==== EXTRACTED INFORMATION

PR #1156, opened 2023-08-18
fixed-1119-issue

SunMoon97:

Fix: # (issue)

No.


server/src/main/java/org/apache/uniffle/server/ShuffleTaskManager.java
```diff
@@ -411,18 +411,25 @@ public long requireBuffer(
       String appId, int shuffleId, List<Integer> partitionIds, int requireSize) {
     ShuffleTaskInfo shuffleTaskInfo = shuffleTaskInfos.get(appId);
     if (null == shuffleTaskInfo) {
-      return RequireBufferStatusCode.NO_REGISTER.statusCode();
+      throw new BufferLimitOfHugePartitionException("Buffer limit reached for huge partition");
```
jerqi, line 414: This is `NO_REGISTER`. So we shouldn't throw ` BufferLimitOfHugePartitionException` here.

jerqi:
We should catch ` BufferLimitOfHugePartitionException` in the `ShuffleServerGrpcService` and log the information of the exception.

========

**WHAT YOU HAVE TO DO**
From the entries, report every line in which the string "shuffleTaskInfo" occurs.

**OUTPUT OF THE TASK**
     ShuffleTaskInfo shuffleTaskInfo = shuffleTaskInfos.get(appId);
     if (null == shuffleTaskInfo) {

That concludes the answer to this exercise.